En Namibie, Irene Garoes est bénévole au Women’s Leadership Centre, qui a organisé en novembre dernier la première édition du Festival Lesbien Namibien. Un événement historique dans un pays où certaines lesbiennes sont encore obligées de se marier avec un homme, de s’impliquer dans une relation hétéro pour « cacher » leur orientation sexuelle et où d’autres encore sont battues et violées dans leur famille pour les « guérir » de leur homosexualité. Extrait de la rencontre publiée dans le numéro de décembre de Jeanne Magazine.

Pouvez-vous nous parler de vous en quelques mots ? Je suis une militante féministe et une poète guerrière originaire de Namibie. Je suis bénévole au Women’s Leadership Centre (WLC) où je m’occupe plus spécifiquement du programme de construction féministe et lesbien. Je ne sais pas exactement mettre le doigt sur le moment où j’ai réalisé que j’étais une militante, mais ce sentiment a grandi quand j’ai constaté la différence de traitement entre les hommes et les femmes. Voir les privilèges et le pouvoir accordés aux hommes et non aux femmes n’avais pas de sens pour moi et j’ai souhaité, dès mon plus jeune âge, lutter contre cette injustice pour que les choses s’équilibrent. Travailler au WLC me donne cette opportunité puisque nous avançons aux côtés de femmes marginalisées, des femmes qui sont oppressées à différents niveaux (âge, tradition, orientation sexuelle, origine ethnique ou encore la classe sociale).

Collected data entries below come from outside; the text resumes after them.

Issue #143, opened 2022-11-11
Implement list command


mcurlej:
**Command:** ```list```
**Aliases:** ```ls```

Prints lists of packages depending on the packages’ relation to the system. A package is ```installed``` if it is present in the RPMDB, and it is ```available``` if it is not installed but is present in a repository that DNF knows about.

The list command also limits the displayed packages according to specific criteria, e.g. to only those that update an installed package (respecting the repository [priority](https://dnf.readthedocs.io/en/latest/conf_ref.html#repo-priority-label)). The [exclude](https://dnf.readthedocs.io/en/latest/conf_ref.html#exclude-label) option in the configuration file can influence the result, but if the -[-disableexcludes](https://dnf.readthedocs.io/en/latest/command_ref.html#disableexcludes-label) command line option is used, it ensures that all installed packages will be listed.

```dnf [options] list [--all] [<package-file-spec>...]```

Lists all packages, present in the RPMDB, in a repository or both.

```dnf [options] list --installed [<package-file-spec>...]```

Lists installed packages.

```dnf [options] list --available [<package-file-spec>...]```

Lists available packages.

```dnf [options] list --extras [<package-file-spec>...]```

Lists extras, that is packages installed on the system that are not available in any known repository.

```dnf [options] list --obsoletes [<package-file-spec>...]```

List packages installed on the system that are obsoleted by packages in any known repository.

```dnf [options] list --recent [<package-file-spec>...]```

List packages recently added into the repositories.

```dnf [options] list --upgrades [<package-file-spec>...]```

List upgrades available for the installed packages.

```dnf [options] list --autoremove```

List packages which will be removed by the dnf autoremove command.

This command by default does not force a sync of expired metadata. See also [Metadata Synchronization](https://dnf.readthedocs.io/en/latest/command_ref.html#metadata-synchronization-label).

Cyborgscode:
still missing.

m-blaha:
List command was introduced by PR https://github.com/rpm-software-management/dnf5/pull/298

PR #298, opened 2023-02-15
List and info commands

m-blaha:
Fixes issue https://github.com/rpm-software-management/dnf5/issues/143


dnf5/commands/list/list.cpp
```diff
@@ -0,0 +1,284 @@
...
+            base_query |= pkg_query;
+        }
+    }
+
+    // did any package match the criteria?
+    bool package_matched = false;
+    // output table
+    auto sections = create_output();
+
+    switch (pkg_narrow) {
```
j-mracek, line 174: Do we want to expose list and info functionality for DBUS users? Or queries are enough?

j-mracek: Only note: In DNF4 the code was shared with `repository-pkgs list` command, but in DNF5 we will provide the functionality using a different way.

m-blaha: > Do we want to expose list and info functionality for DBUS users? Or queries are enough?

Actually it's currently the other way round. We have `list` functionality on dbus (or something very similar), but we do not support queries there. The problem is that list functionality is "state-less" and always work on top of all packages (or a set limited by pkg_narrow). To implement queries we would need to store query state on the server side - to be able to gradually implement filters.

dnf5/commands/list/list.cpp
```diff
@@ -0,0 +1,284 @@
...
+                    "",  //config.color_list_available_downgrade().get_value(),
+                    config.color_list_available_reinstall().get_value(),
+                    config.color_list_available_upgrade().get_value());
+                package_matched |= sections->add_section("Available packages", available, colorizer);
+            }
+            break;
+        }
+        case PkgNarrow::INSTALLED: {
+            base_query.filter_installed();
+            package_matched |= sections->add_section("Installed packages", base_query);
```
kontura, line 205: I would find it more consistent if we colored the installed and upgradable packages even if their option is used and they are the only packages in output.

dnf5/commands/list/list.cpp
```diff
@@ -0,0 +1,284 @@
...
+                    installed,
+                    "",  //config.color_list_available_install().get_value(),
+                    "",  //config.color_list_available_downgrade().get_value(),
+                    config.color_list_available_reinstall().get_value(),
+                    config.color_list_available_upgrade().get_value());
+                package_matched |= sections->add_section("Available packages", base_query, colorizer);
+            }
+            break;
+        }
+        case PkgNarrow::UPGRADES:
```
kontura, line 229: I am not sure if this is intended but using `dnf5 list pkg --upgrades` also includes src packages.
This is a change when compared to dnf4.

libdnf-cli/output/package_list_sections.cpp
```diff
@@ -0,0 +1,127 @@
...
+#include <string>
+
+namespace libdnf::cli::output {
+
+PackageListSections::PackageListSections() {
+    table = scols_new_table();
+    scols_table_enable_noheadings(table, 1);
+    if (libdnf::cli::tty::is_interactive()) {
+        scols_table_enable_colors(table, 1);
+        scols_table_enable_maxout(table, 1);
```
kontura, line 40: In my opinion this setting makes the outputs (the info commands especially) less readable.

But mainly I would prefer if we chose one approach and used it through out dnf5.
Currently I see it is used only in repolist, transaction_table and here.

include/libdnf-cli/output/pkg_colorizer.hpp
```diff
@@ -0,0 +1,88 @@
...
+    /// Compute a color for the package.
+    /// @param package A package for which color is needed.
+    /// @return Escape sequence for the color.
+    std::string get_pkg_color(const libdnf::rpm::Package & package);
+
+private:
+    std::string to_escape(const std::string & color);
+
+    // map N.A of the package to the version
+    std::map<std::string, libdnf::rpm::Package> base_na_version;
```
kontura, line 60: Maybe an [`unordered_map`](https://en.cppreference.com/w/cpp/container/unordered_map) would be more appropriate here? It seems we don't need to have the packages ordered since we do just a single access to retrieve one pkg in `get_pkg_color()`.

dnf5/commands/list/list.cpp
```diff
@@ -0,0 +1,284 @@
...
+            return true;
+        });
+    specs->set_complete_hook_func([&ctx](const char * arg) { return match_specs(ctx, arg, true, true, false, false); });
+    cmd.register_positional_arg(specs);
+
+    auto showduplicates = parser.add_new_named_arg("showduplicates");
+    showduplicates->set_long_name("showduplicates");
+    showduplicates->set_description("Show all versions of the packages, not only the latest ones.");
+    showduplicates->set_const_value("true");
+    showduplicates->link_value(&config.showdupesfromrepos());
```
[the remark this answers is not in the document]
m-blaha: Well, we can drop the config option and keep only commandline option for list / info / search commands.
It shouldn't be a problem given it's not documented in dnf4.
But I'd prefer to do it in separate PR - it will affect also the `search` command.

dnf5/commands/list/list.cpp
m-blaha: Thanks, it's a mistake. I'll fix it.

dnf5/commands/list/list.cpp
m-blaha: Fixed.

libdnf-cli/output/package_list_sections.cpp
m-blaha: I do not have any strong opinion on this. But I agree with the consistency so I've removed this setting.

include/libdnf-cli/output/pkg_colorizer.hpp
m-blaha: Fixed.

libdnf-cli/output/package_list_sections.cpp
kontura: @m-blaha It seems there is now a missing new line at the end of all outputs.

I am not sure how it works but maybe since the option
```c++
scols_table_enable_maxout(table, 1);
```
was filling the window to the end it seemed as the prompt wrapped to a new line? Or perhaps it added a new line automatically.

m-blaha: Oh, I'll check it. Thanks for catching it.

evan-goode:
With DNF 4 you could do `dnf list installed` instead of `dnf list --installed` and it would still work (same with `dnf list available`). Any intention to make that work in DNF 5?

libdnf-cli/output/package_list_sections.cpp
```diff
@@ -0,0 +1,126 @@
...
+    }
+}
+
+
+PackageListSections::~PackageListSections() {
+    scols_unref_table(table);
+}
+
+
+void PackageListSections::print() {
```
evan-goode, line 49: There is a missing newline at the end of the output for both `dnf5 list` and `dnf5 info`.

m-blaha:
> With DNF 4 you could do `dnf list installed` instead of `dnf list --installed` and it would still work (same with `dnf list available`). Any intention to make that work in DNF 5?

This "feature" is intentionally dropped and we require using regular `--installed` option instead of this magical positional argument.

libdnf-cli/output/package_list_sections.cpp
m-blaha: Yeah, thanks! My shell hides this from me by automatically adding a newline. I'll add a test (as also @kontura suggests).

libdnf-cli/output/package_list_sections.cpp
m-blaha: I've looked how we deal with command output checking in our CI suite. The thing is, that we ignore any trailing new lines. I guess the reason is to keep the expected outputs in `Then stdout is` step cleaner - without the trailing empty line.
I did some preliminary testing with more strict checks and already discover a couple of issues (like redundant new lines in the end of output). But I'd like to fix this in a separate PR.
If you agree, I'll only fix the missing new line here and file an issue to make our output checks more strict regarding to trailing new lines.

kontura: That sound good, thank you!

m-blaha:
The missing new line is now fixed.

kontura (approved):
Thanks!

libdnf-cli/output/package_list_sections.cpp
evan-goode: Ah yep didn't see his comment :)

Pouvez-vous revenir sur la création du Women’s Leadership Centre ? Le WLC a été créé en 2004 par Elizabeth Khaxas, militante féministe et lesbienne, dans le but de développer un tissu associatif féministe couvrant les différents groupes ethniques en Namibie, car chacun a ses propres usages en matière de lois et de pratiques culturelles qui oppressent les femmes de différentes manières. Nous travaillons avec des femmes qui vivent loin des villes et qui sont soumises à des lois propres à leur tribu, comme pour les jeunes filles et les femmes du peuple autochtone San qui sont parmi les plus marginalisées et exclues de notre société, sans parler des jeunes lesbiennes.(…).

L’art, par le biais de l’écriture, de la scène et de bien d’autres moyens, semble être au cœur du programme développé pour ces jeunes femmes par WLC. En quoi diriez-vous que l’art aide à donner du pouvoir à ces femmes ? A travers l’écriture, la musique, la danse ou encore la photographie, nous arrivons à défaire les multiples couches accumulées à cause des discriminations et de l’oppression que nous subissons régulièrement. L’expression créative est une source de cicatrisation pour nous, et nous l’utilisons pour partager nos expériences et nos réalités les unes avec les autres, aussi bien qu’avec le public qui assiste à nos différentes représentations. Lorsque nous écrivons et racontons nos histoires, nos expériences ne relèvent plus du domaine de l’incident isolé, du secret et du tabou. Au lieu de cela, toutes nos expériences permettent de dénoncer le système patriarcal et homophobe qui règne dans notre société.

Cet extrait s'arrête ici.